Réduction: En utilisant des technologies de pointe, sur très peu de cellules, voir sur la cellule unique, nous réduisons très fortement le nombre d’embryons nécessaires à nos études. Toutes ces technologies sont d’abord mises en place et testées sur des cellules en culture. Dans le cas d’embryons avant implantation, les femelles seront, au préalable, injectées deux fois avec des hormones (piqure intrapéritonéale) pour leur permettre une plus grande ovulation. Cela minimisera le nombre de femelles nécessaires pour l’obtention du nombre adéquat d’embryons.

3. Raffinement

3R / Raffinement :

Raffinement: nous prenons soin d’effectuer une manipulation minimale des animaux vivants. Nos expériences portent uniquement sur l’accouplement des animaux sauvages ou transgéniques dans le but d’obtenir des embryons datés et l’euthanasie des femelles au moment du prélèvement des embryons. Dans le cas d’embryons avant implantation, les femelles seront également injectées deux fois avec des hormones (piqure intrapéritonéale) à 48 heures d’écart. Nous porterons un soin particulier à l’enrichissement du milieu pour que les souris puissent se créer un nid. Cependant en cas de signes de souffrance et de détresse des animaux, des procédures d’euthanasie seront immédiatement mises en place.

Expliquer le choix des espèces et les stades de développement y afférents.

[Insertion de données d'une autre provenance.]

PR #1233, opened 2023-05-03
Specify C++14 standard for C++ compiles

srherbener:
## Description

This PR contains cmake configuration changes that explicitly specify using the C++14 standard for C++ compiler calls. This is being done to fix issues with Mac builds where, in some cases, the C++11 standard was being used.

### Issue(s) addressed

None

The feature/query_python branch compiles successfully on the Mac.

## Dependencies

None

## Impact

None

### DIFF
--- a/src/bufr/CMakeLists.txt
+++ b/src/bufr/CMakeLists.txt
@@ -87,9 +87,6 @@ if ( iodaconv_bufr_ENABLED )
                        INSTALL_HEADERS LISTED
     )
 
-  set_property(TARGET atms_lib PROPERTY CXX_STANDARD 14)
-  target_compile_features(atms_lib PUBLIC cxx_std_14)
-
   list(APPEND _ingester_deps
               Eigen3::Eigen
               eckit
@@ -106,9 +103,6 @@ if ( iodaconv_bufr_ENABLED )
                        LINKER_LANGUAGE CXX
     )
 
-  set_property(TARGET ingester PROPERTY CXX_STANDARD 14)
-  target_compile_features(ingester PUBLIC cxx_std_14)
-
   target_link_libraries(ingester PUBLIC ${_ingester_deps})
 
   target_include_directories(ingester PUBLIC
@@ -123,8 +117,6 @@ if ( iodaconv_bufr_ENABLED )
   ecbuild_add_executable( TARGET  bufr2ioda.x
                           SOURCES bufr2ioda.cpp
                           LIBS    ingester )
-  set_property(TARGET bufr2ioda.x PROPERTY CXX_STANDARD 14)
-  target_compile_features(bufr2ioda.x PUBLIC cxx_std_14)
 
   ecbuild_add_test( TARGET  ${PROJECT_NAME}_bufr_coding_norms
                     TYPE    SCRIPT
@@ -183,8 +175,6 @@ if ( iodaconv_bufr_python_ENABLED )
                            ARCHIVE_OUTPUT_DIRECTORY "${PYIODACONV_BUILD_LIBDIR}"
                            LIBRARY_OUTPUT_DIRECTORY "${PYIODACONV_BUILD_LIBDIR}"
     )
-  set_property(TARGET bufr PROPERTY CXX_STANDARD 14)
-  target_compile_features(bufr PUBLIC cxx_std_14)
 
   install (TARGETS bufr DESTINATION ${PYIODACONV_INSTALL_LIBDIR})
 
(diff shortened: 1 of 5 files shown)


PatNichols (commented):
Can we just do 
set(CMAKE_CXX_STANDARD 14)
set(CMAKE_CXX_STANDARD_REQUIRED ON)
set(CMAKE_CXX_EXTENSIONS OFF)
int the top level CMakeLists.txt and be done with? I do remember that this fix depends on the version of cmake but I think we are way above that level.

PatNichols:
If we can set once for all c++ code we will not have to add it for each new c++ library added. The other way would be to add compiler flags in the cmake directory like we do for fortran.

rmclaren:
I agree with @PatNichols

BenjaminRuston:
@srherbener will have Pat make the change to your branch and test

srherbener:
> Can we just do set(CMAKE_CXX_STANDARD 14) set(CMAKE_CXX_STANDARD_REQUIRED ON) set(CMAKE_CXX_EXTENSIONS OFF) int the top level CMakeLists.txt and be done with? I do remember that this fix depends on the version of cmake but I think we are way above that level.

I agree that this is a better solution if it works. I was just emulating what Ryan did for the ioda python API. I'm not sure why Ryan chose to do it that way. Perhaps it's because the CMAKE_CXX_* commands just set default values, and Ryan's way is explicitly setting the CXX_STANDARD property. However, if CMAKE_CXX_* works, then I think that would be better.

PatNichols:
@srherbener I checked in my changes to the branch. The cmake compiler flags directory were wrong actually so there are a few additional minor fixes. Anytime someone compiles a c++ code it will do so wth --std=c++14 flag if it's available.

srherbener:
My mac build works with the latest changes. Do we need to remove the original changes I made?: [0162180](https://github.com/JCSDA-internal/ioda-converters/pull/1233/commits/01621807a77cc73ba7689f94bd1fe8a850df4d1a)

srherbener:
Also do we want gnu++14 or c++14? gnu++14 is used all over the place in JEDI and I'm guessing someone put that in intentionally.

rmclaren:
If those changes are no longer needed we should probably remove them... Not sure about gnu++ vs c++.

BenjaminRuston (approved):
woo-hoo this is working all ctests passing for me @rmclaren should we merge into the `feature/query_python` branch?

src/bufr/CMakeLists.txt
```diff
@@ -87,6 +87,9 @@ if ( iodaconv_bufr_ENABLED )
                        INSTALL_HEADERS LISTED
     )
 
+  set_property(TARGET atms_lib PROPERTY CXX_STANDARD 14)
```
BenjaminRuston, line 90: @PatNichols  this `14` can not be inherited from the higher level CMake?

rmclaren:
@BenjaminRuston I think @srherbener was going to the delete the changes out of src/bufr/CMakeLists.txt as they are not needed anymore. As soon as that happens I'll be happy to merge the changes.

@srherbener Would you like me to make the changes to save you some time?

srherbener:
> @BenjaminRuston I think @srherbener was going to the delete the changes out of src/bufr/CMakeLists.txt as they are not needed anymore. As soon as that happens I'll be happy to merge the changes.
> 
> @srherbener Would you like me to make the changes to save you some time?

Sorry about the confusion. I thought @PatNichols was going to do that, but I'm happy to do it now. I'll try it out and let you know what happens.

BenjaminRuston:
@srherbener sure go ahead ,, and yes saw your comments about the clean up and agree we should do that ... after merging this into Ron's branch may be best to add a couple more folks on this to look at it, thinking UKMO and Dom just to make sure all OK

PatNichols (approved):
It's good start for our repos

src/bufr/CMakeLists.txt
PatNichols: @BenjaminRuston No, this is the highest CMakeLists.txt in the repo. We could put these in the bundles but then it's not guaranteed it will present in general.

srherbener:
I just tried removing all of the original changes I made ([0162180](https://github.com/JCSDA-internal/ioda-converters/pull/1233/commits/01621807a77cc73ba7689f94bd1fe8a850df4d1a)) and the compile worked. It appears that the default (C++14) setting with the `CMAKE_CXX_STANDARD_*` commands is enough to propagate the C++14 setting throughout the repo.

Is it okay to push my changes, or is there an issue removing the explicit settings on the library targets?

rmclaren:
@srherbener Go ahead... Not all of them were removed. Sorry for all the confusion....

PR #1234, opened 2023-05-04
Copy surface_geopotential_height to surface_geometric_height.

gmao-jjin3:
Save surface heights twice as surface_geopotential_height and surface_geometric_height.


CoryMartin-NOAA (approved):
Works for me, I am unclear on which one is actually used in GSI... From my recollection of my previous investigation, I felt like they were interchangeable...

BenjaminRuston (approved):
thanks Jian, looks fine here @danholdaway move forward correct

Issue #1128, opened 2022-12-07
New dateTime construct does not work with group_by_variable in a YAML


PraveenKumar-NOAA:
## Current behavior (describe the bug)
I am trying to update the ADPUPA PrepBufr YAML after the new _dateTime_ construction method that has been added recently (#1090) to the ioda-converters. 

**YAML works with _bufr2ioda.x_ for the following two cases:** 

- Using a _group_by_variable_ field, but NO _dateTime_ 

<img width="380" alt="Screenshot 2022-12-07 at 9 53 36 AM" src="https://user-images.githubusercontent.com/63739712/206212074-ff9991fe-b65c-460a-b5e9-255d8b5215a7.png">

I used CAT mnemonic as a group_by_variable from the {PRSLEVEL}: 

<img width="557" alt="Screenshot 2022-12-07 at 10 15 30 AM" src="https://user-images.githubusercontent.com/63739712/206217587-dd34c35b-2f6e-480a-bed7-f4484bbfc0d5.png">

- NO _group_by_variable_ field, but _dateTime_ 

<img width="382" alt="Screenshot 2022-12-07 at 9 52 30 AM" src="https://user-images.githubusercontent.com/63739712/206211629-73f9f569-e6f6-4f7d-8cc0-059e2fb9e1ad.png">

**When I use both, _group_by_variable_ and _dateTime_, the YAML doesn't like it.**

## To Reproduce

- Computer used: Hera/Orion
- Compilers/modules used: 

<img width="796" alt="Screenshot 2022-12-07 at 10 03 54 AM" src="https://user-images.githubusercontent.com/63739712/206214421-2db62a45-cde0-4b49-8a92-7548bf6cb3df.png">

- Steps to reproduce the behavior:
1. YAML: /scratch1/NCEPDEV/da/Praveen.Kumar/JEDI/IODA_CONVR_ADPUPA_PB_2020110112/bufr_ncep_prepbufr_adpupa.yaml

2. Input file: /scratch1/NCEPDEV/da/Praveen.Kumar/JEDI/IODA_CONVR_ADPUPA_PB_2020110112/testinput/gdas.t12z.adpupa.prepbufr

3. Queries: /scratch1/NCEPDEV/da/Praveen.Kumar/JEDI/IODA_CONVR_ADPUPA_PB_2020110112/testinput/queries_adpupa_prepbufr

[...]

PR #1235, opened 2023-05-04
Fix for group_by bug in timeoffset variable.

rmclaren:
## Description
TimeoffsetVariable did not set group_by fields correctly in the Query Info objects it returned to identify the queries it needs. This PR fixes that.

### Issue(s) addressed
#1128 

New unit test test_iodaconv_bufr_ncep_prepbufr_adpupa passes.


emilyhcliu:
Tested the bug fix from this PR.  
It worked!!.
The conversion of time difference to dateTime variable works in conjunction with  "group_by_field"

BenjaminRuston (approved):
we should move this forward but will not the `bufr_ncep_prepbufr_adpupa.yaml` does not successfully decode a prepBUFR or adpupa file from the NCAR RDA archive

L’inactivation du chromosome X est un phénomène conservé et spécifique des femelles de mammifères, impliquant que notre modèle soit la souris. Notre étude ne peut en aucun cas être menée sur d’autres modèles animaux non mammifères. De plus, il est connu que l’inactivation est un processus très dynamique pendant le développement, dépendante du stade gestationnel, de l’état de différentiation et de l’origine cellulaire. Il est donc important d’avoir recours à une étude développementale sur animaux vivants pour comprendre les mécanismes de réactivation. Nous proposons d’étudier l’expression des gènes par transcriptomique, et hybridation des ARN, et les marques épigénétiques, dans l’embryon préimplantatoire de souris entre la fécondation et l’implantation (1ère vague d’inactivation et réactivation du chromosome X) et dans les cellules germinales primordiales, qui sont présentes entre 7 et 13 jours de développement embryonnaire (dpc). Les embryons seront issus de croisements entre souris sauvages et transgéniques pour nous permettre d’isoler des embryons femelles avec une inactivation biaisée du chromosome X et des marqueurs fluorescents des cellules germinales et/ou du chromosome X. Les parents transgéniques ainsi que la descendance ne présentent aucun phénotype dommageable. Les embryons (femelles et mâles en contrôle) seront collectés entre 0.5 et 4.5 et entre 7.5 et 13.5 jours de développement embryonnaire. Les animaux transgéniques nécessaires sont déjà disponibles et nous possédons un grand jeu de données transcriptomiques sur le modèle souris dans le laboratoire.